WORK ORDER: The full listing should be set down again without a single alteration.

INPUT DATA:
PR #842, opened 2023-10-16
Check for null items in the delete iterator

mr-celo:


src/main/scala/cognite/spark/v1/AssetHierarchyBuilder.scala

ANSWER FOR THE TASK:
PR #842, opened 2023-10-16
Check for null items in the delete iterator

mr-celo:


src/main/scala/cognite/spark/v1/AssetHierarchyBuilder.scala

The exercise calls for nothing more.